Records —
-----

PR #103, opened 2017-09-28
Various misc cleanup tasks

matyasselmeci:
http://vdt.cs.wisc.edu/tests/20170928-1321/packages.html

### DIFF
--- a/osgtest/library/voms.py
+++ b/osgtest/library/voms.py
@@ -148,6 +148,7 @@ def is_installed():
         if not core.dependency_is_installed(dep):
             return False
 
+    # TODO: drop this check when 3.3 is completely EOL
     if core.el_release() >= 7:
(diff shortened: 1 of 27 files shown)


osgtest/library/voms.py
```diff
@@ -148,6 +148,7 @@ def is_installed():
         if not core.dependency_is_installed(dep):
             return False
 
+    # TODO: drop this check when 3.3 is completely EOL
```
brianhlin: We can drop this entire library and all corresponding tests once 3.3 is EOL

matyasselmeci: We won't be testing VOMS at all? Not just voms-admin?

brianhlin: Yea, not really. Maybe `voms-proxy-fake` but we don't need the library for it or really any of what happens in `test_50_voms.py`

-----

Try it —
Each line above is to be set down again verbatim.

Reply to the task —
PR #103, opened 2017-09-28
Various misc cleanup tasks

matyasselmeci:
http://vdt.cs.wisc.edu/tests/20170928-1321/packages.html

### DIFF
--- a/osgtest/library/voms.py
+++ b/osgtest/library/voms.py
@@ -148,6 +148,7 @@ def is_installed():
         if not core.dependency_is_installed(dep):
             return False
 
+    # TODO: drop this check when 3.3 is completely EOL
     if core.el_release() >= 7:
(diff shortened: 1 of 27 files shown)


osgtest/library/voms.py
```diff
@@ -148,6 +148,7 @@ def is_installed():
         if not core.dependency_is_installed(dep):
             return False
 
+    # TODO: drop this check when 3.3 is completely EOL
```
brianhlin: We can drop this entire library and all corresponding tests once 3.3 is EOL

matyasselmeci: We won't be testing VOMS at all? Not just voms-admin?

brianhlin: Yea, not really. Maybe `voms-proxy-fake` but we don't need the library for it or really any of what happens in `test_50_voms.py`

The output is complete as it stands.